* _Records supplied_:
PR #100, opened 2017-08-16
mockgen: emit package docs comments if needed.

matttproud:
This commit enhances the cosmetic output of the mockgen code generator
such that its output includes a package-level comment when the generator
writes to a brand-new package.  This prevents clobbering the package
documentation from pre-existing packages.

This change is motivated by several things:

(1.) enhancing the readability of http://godoc documentation for large
     package trees.

(2.) providing a differentiable characteristic from other
     human-written packages.  This helps both humans and programs
     differentiate between packages themselves for purposes of
     classification, which is useful when automatically refactorings
     across an entire codebase like a monorepo.

(3.) keeping the output stylistically consistent with that emitted from
     the protoc-gen-go code generator, which Protocol Buffers uses.

I have already signed the Google and Go CLAs and am an employee at @google.  I
plan on using this internally within our third_party hierarchy and have two
immediate use cases today where I need to update our documentation corpus-wide.


mockgen/mockgen.go
```diff
@@ -225,6 +225,12 @@ func (g *generator) Generate(pkg *model.Package, pkgName string) error {
 		localNames[pkgName] = true
 	}
 
+	// Write a package-level documentation comment only if emitting a new
+	// package outright, which would not clobber the original's
+	// documentation.
+	if inPkg, outPkg := pkg.Name, pkgName; inPkg != outPkg {
```
balshetzer: This test is not sufficient to detect if we're outputting a new package or not. How concerned do you think we should be about clobbering existing package documentation?

matttproud: Hi, @balshetzer, thank you for the immediate attention!

I imagined it wouldn't be 100 percent comprehensive.  I would be gravely concerned from a developer experience perspective if GoMock overwrote *without trying* to check whether it would overwrite.

Looking at our monorepo, I estimate (by informal sampling) …

1. we explicitly set an output package name 50 percent of time

2. we overwhelmingly set the output package name to a divergent name from the original with the nomenclature for these being all across the board — ca. 95 percent of the time

Are there any cheap ways we could further enhance this without wandering around the filesystem aimlessly?  We use [Bazel](https://bazel.build) extensively, so a free filesystem walk is out of the question, since we must accurately declare build inputs and their dependencies in advance.

Alternatively, this check could be sufficient given pt. 2.  From a perspective of good Go design, I cannot imagine too many folks bundling GoMock output with their production code's exported types in the same package.  The reason is cluttering the minimum viable set of types required to use a package.  Perhaps if someone attempts to to emit to a pre-existing package of production export typed — considering the best practice I highlighted — then they should be able to accept the risks of our good faith attempt.

IIUC, godoc choses the package's documentation from the first file it visits in the directory which contains a package-level documentation comment.

matttproud: Taking a comparative approach:

The ubiquitous goprotobuf [emits the package documentation arbitrarily without checking](https://github.com/golang/protobuf/blob/157d9c53be5810dd5a0fac4a467f7d5f400042ea/protoc-gen-go/generator/generator.go#L1249) whether such output would collide. 

Like Protocol Buffers, folks generally wouldn't mix GoMock outputs with production, hand-written packages.  I am inclined to say we just emit it always or keep the good faith check — imperfections and all.

Thoughts?

balshetzer: Another option would be to add something like a --write_package_comment flag and just drive the behavior on that. We could even default it to true if that's the more likely desired behavior. Would that be better?

matttproud:
@balshetzer, a flag will work fine.  I have adjusted the pull request as you propose and updated the new test fixtures.  I can — I expect — easily handle the overwrite behavior in [Bazel Macros](https://docs.bazel.build/versions/master/skylark/macros.html).

matttproud:
Thank you for the review and attention!  :)

PR #101, opened 2017-08-18
Fix variadic mock for gomock.Any() . fix #68

### LINKED ISSUE #68: Support variadic methods
I have a method with a printf-like signature: func(string, ...interface{}).  When this is mocked and set up with myMock.EXPECT().myFunc(gomock.Any()), then the function is actually called, Call.call panics because len(args) < ft.NumIn().  This is because the generated mock code builds args by flattening the variadic arguments and normal arguments into a single slice, but the reflection API expects the variadic arguments to be wrapped up in a slice.

hori-ryota:
Please see #68 .


hori-ryota:
Sorry, broke other tests. I'll fix.

hori-ryota:
fixed.

hori-ryota:
@balshetzer how about this?

hori-ryota:
fmm...

balshetzer:
Hi. This change is good but I wanted to clean it up a bit. The first error message is not the same as the others, for example.

hori-ryota:
OK. Is something better for me to do?

hori-ryota:
@balshetzer Can I fix it? Let me know what you want to fix and I will try!

balshetzer:
@hori-ryota The only mandatory thing I want fixed is for the error message on line 203 to be clearer. It should be similar to the other error messages.

Some nice to have improvements:
- the error case mentioned above should probably fail when the EXPECT call is first created.
- there are many error cases here. Can they be reduced?
- The condition on lines 222-223 is complex and not obvious. It might be good to have some comments with examples to explain the various situations it covers.
- alternatively, could the matching be rewritten to first handle all non-variadic args and then have a separate case to handle the variadic args? That might make the code easier to read.

hori-ryota:
How about my refactor?

balshetzer:
Thanks!

PR #107, opened 2017-09-14
retain ordering of expected calls

natebrennand:
While writing tests for a stateful object, I noticed unexpected behavior
where the mock would use the 1st call, but then the 3rd expected call
before the 2nd (called in [1,3,2]).

Since our tests all used the `gomock.Any()` function param, there was no
ordering that could be detected by the matching without chaining all
calls with `After()`.


balshetzer:
@natebrennand It occurred to me after merging this that I should have asked for a unit test for this. I don't have any more leverage but I would appreciate it if you would write one.

Issue #110, opened 2017-09-20
Mocks cannot safely be passed to other goroutines


jimpo:
If a mock expectation fails, it attempts to fail the test using testing.T.Fatalf (see [here](https://github.com/golang/mock/blob/45f67fc6bd1ec393ae6c0145e35d67b3867bbe96/gomock/controller.go#L132)). Fatalf in turn exits the current goroutine with `runtime.Goexit()`. However, if the mock is being using in a goroutine other than the testing thread, it will not exit the testing thread. Even worse, it can cause the current goroutine to exit in an unexpected way which in my application skips cleanup and causes a deadlock in the test. While I could refactor a bunch of stuff to do cleanup with defers, I see no benefit other than accommodating this behavior of gomock at the expense of additional complexity. Are there any known solutions?

balshetzer:
gomock calls Fatalf on the [TestReporter](https://github.com/golang/mock/blob/master/gomock/controller.go#L67) that you pass to the Controller's constructor. That doesn't have to be a testing.T. You can create your own TestReporter that does whatever you want when Fatalf is called.

balshetzer:
Please let me know if these suggestions resolved your issue or not. If yes, let's close this. If not then please explain so we can try to resolve it.

jimpo:
https://github.com/golang/mock/pull/111 provides an acceptable workaround for me, so I'll close.

PR #111, opened 2017-09-20
gomock.WithContext: controller with a context

abbot:
gomock.WithContext: controller with a context which is cancelled on Fatals.

testing.T.FailNow (and Fatal, ...) work only when called from the same
goroutine as the test. This makes using gomock with e.g. RPC server
mocks quite a challenge as the tests are likely to deadlock instead of
failing properly.

This adds a new constructor returning an additional context, which is
cancelled on any fatal failure in mock.

This provides a reasonable workaround for #110 and similar issues.


jimpo:
This looks like a pretty decent solution to me. Thanks for getting a proposed fix out so quickly.

PR #112, opened 2017-09-22
possibility to specify custom mock names

mariusstaicu:


mariusstaicu:
I signed it!

mariusstaicu:
I signed it!

vborcea:
nice work

mockgen/mockgen.go
```diff
@@ -98,13 +99,28 @@ func main() {
...
 	if _, err := dst.Write(g.Output()); err != nil {
 		log.Fatalf("Failed writing to destination: %v", err)
 	}
 }
+func parseMockNames(names string) map[string]string {
+	mocksMap := make(map[string]string)
+	for _, kv := range strings.Split(names, ",") {
+		parts := strings.SplitN(kv, "=", 2)
+		if len(parts) != 2 || parts[1] == "" {
+			log.Fatalf("bad mock names spec: %v", kv)
```
vborcea: If the parts are not OK you should continue with the next part and drop the current "bad" ones

mariusstaicu: I would rather exit with error if that happens.

vborcea: Ok

mariusstaicu:
I signed it!

PR #115, opened 2017-10-04
Dynamic return values

sivakku:
Dynamically return values based on the processing on the inputs. Added unit test as well.
This is same as earlier PR request #67 but with an added unit test.

### DIFF
--- a/gomock/call.go
+++ b/gomock/call.go
@@ -296,7 +296,7 @@ func (c *Call) dropPrereqs() (preReqs []*Call) {
 	return
 }
 
-func (c *Call) call(args []interface{}) (rets []interface{}, action func()) {
+func (c *Call) call(args []interface{}) (action func()) {
 	c.numCalls++
 
 	// Actions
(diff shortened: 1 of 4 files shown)


sivakku:
I signed it!

balshetzer:
Thanks for this PR.

It looks like the continuous build failed because the files need to have go fmt run on them.

That aside, I'm not a huge fan of using this technique for dynamically returning results. I think that the return value of the function passed into Do() should have been used as the return value of the function. However, making that change would break backwards compatibility. 

As a close second, I'd interested in adding a new DoAndReturn (or a better name) that does this.

sivakku:
@balshetzer - Thanks for pointing out about gofmt, from travis CI it wasn't clear to me, couldn't find logs on it.

Coming from using other mock frameworks(even in GO) which uses function to return values, that seems more intutive, but after reading through this thread #34 the gomock designers doesn't seem to prefer that way.

i liked your suggestion about DoAndReturn(), i will send that as a separate PR after this.

sivakku:
@balshetzer - Can this change be merged?

balshetzer:
Hi Sivakumar,

Thanks for your Pull Request. However, I've decided to use a different approach in #126 to fix this problem.

sivakku:
No worries, we are in better place now. :)

PR #118, opened 2017-10-19
fix backwards compatibility with golang < 1.7

jeking3:


jeking3:
I signed it!

jeking3:
For reference, this change fixed the Apache Thrift CI builds which run on Go 1.4.2, 1.6.2, and 1.8.3 in containers.  Without this change, only the 1.8.3 build worked.  With this change, golang.org/x/net/context is must be "go"tten as part of the build process.

PR #120, opened 2017-10-20
add travis ci builds for patches as well as 1.6 to detect backwards compatibility issues

jeking3:


jeking3:
It looks like golang itself doesn't have a mechanism to do a smooth migration of experimental to official library status.  In perl you can do something like "use OfficialLibv2 || use ExperimentalLibv1" and as long as they are API compatible this works.  I added more to the gomock CI build and it fails building on 1.6 because it looks like other libraries use "context" now.  It seems to me that folks want everyone to move off 1.6 ASAP.  While go might be backwards compatible, handling experimental -> official library migration is not.

The way the Apache Thrift project handles this issue is that it detects the go version during the build and then includes either a "go17.go" file or a "pre-go17.go" file and they each have a different import directive and then alias context to something else.

It would be way more powerful if the language could handle a failed import by trying another one.  I think I'll bring this up on the golang project itself.

ianlancetaylor:
If you are using the go tool to build, you can use build tags to select whether to build the Go 1.7 version of the pre-Go 1.7 version.  You don't need a separate mechanism.

jeking3:
@ianlancetaylor Thanks - it may be that way, I haven't looked closely enough.

balshetzer:
I think 1.6 is failing because your last PR missed one of the uses of "context". I've fixed that in #121. Could you try removing the allow_failure and see if it passes now?

jeking3:
I wasn't looking at the sample code, that's why. :)  I rebased, but I didn't remove the allow_failures stanza for now.

balshetzer:
OK. FYI: it's failing now because 1.6 doesn't have t.Run and that's used in some of the tests.

PR #126, opened 2017-11-09
Add DoAndReturn

### LINKED ISSUE #34: return value depend on input value

balshetzer:
Add DoAndReturn as a complement to Do that does not ignore its return values.

Refactored how all the call actions work to make this easier.

Fixes #34

### DIFF
--- a/gomock/call.go
+++ b/gomock/call.go
@@ -25,12 +25,11 @@ import (
 type Call struct {
 	t TestReporter // for triggering test failures on invalid call setup
 
-	receiver   interface{}   // the receiver of the method call
-	method     string        // the name of the method
-	methodType reflect.Type  // the type of the method
-	args       []Matcher     // the args
-	rets       []interface{} // the return values (if any)
-	origin     string        // file and line number of call setup
+	receiver   interface{}  // the receiver of the method call
+	method     string       // the name of the method
+	methodType reflect.Type // the type of the method
+	args       []Matcher    // the args
+	origin     string       // file and line number of call setup
 
 	preReqs []*Call // prerequisite calls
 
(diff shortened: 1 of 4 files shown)


gomock/call.go
```diff
@@ -70,11 +70,56 @@ func (c *Call) MaxTimes(n int) *Call {
 	return c
 }
 
-// Do declares the action to run when the call is matched.
+// DoAndReturn declares the action to run when the call is matched.
+// The return values from this function are returned by the mocked function.
+// It takes an interface{} argument to support n-arity functions.
+func (c *Call) DoAndReturn(f interface{}) *Call {
+	// TODO: Check arity and types here, rather than dying badly elsewhere.
+	v := reflect.ValueOf(f)
```
andreecmonette: Since the code is structured this way now we can verify that v.Kind() != reflect.Func and c.t.Fatalf if not; we can also explicitly enforce that len(args) == v.NumIn() below instead of panicking in reflect. Feel free to keep the latter as a todo/do it in a later commit.

gomock/call.go
```diff
@@ -70,11 +70,56 @@ func (c *Call) MaxTimes(n int) *Call {
...
+}
+
+// Do declares the action to run when the call is matched. The function's
+// return values are ignored to retain backward compatibility. To use the
+// return values call DoAndReturn.
 // It takes an interface{} argument to support n-arity functions.
 func (c *Call) Do(f interface{}) *Call {
 	// TODO: Check arity and types here, rather than dying badly elsewhere.
-	c.doFunc = reflect.ValueOf(f)
+	v := reflect.ValueOf(f)
```
andreecmonette: Same comment as line 78.

josh-tepper:
@balshetzer  -- I apologize for not writing back sooner -- I was pulled away for a high priority work project, and by the time I returned, this was already merged.  Nonetheless, I wanted to share some thoughts:

I particularly like the way this was implemented.  The idea of turning everything into an action is an elegant simplification of the code.  Further, the idea that actions are simply executed in order means that DoAndReturn can combine nicely with Do, Return, etc.  Other calls to Do(..) will still run, and whichever call -- Return or DoAndReturn -- is called later will determine the ret value.
 
+1 for andreecmonette's comments about checking the function's type when DoAndReturn is called.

* _Work required_: Quote the listing word for word from its first line through the line in which "package trees." appears.

* _Task result_:
PR #100, opened 2017-08-16
mockgen: emit package docs comments if needed.

matttproud:
This commit enhances the cosmetic output of the mockgen code generator
such that its output includes a package-level comment when the generator
writes to a brand-new package.  This prevents clobbering the package
documentation from pre-existing packages.

This change is motivated by several things:

(1.) enhancing the readability of http://godoc documentation for large
     package trees.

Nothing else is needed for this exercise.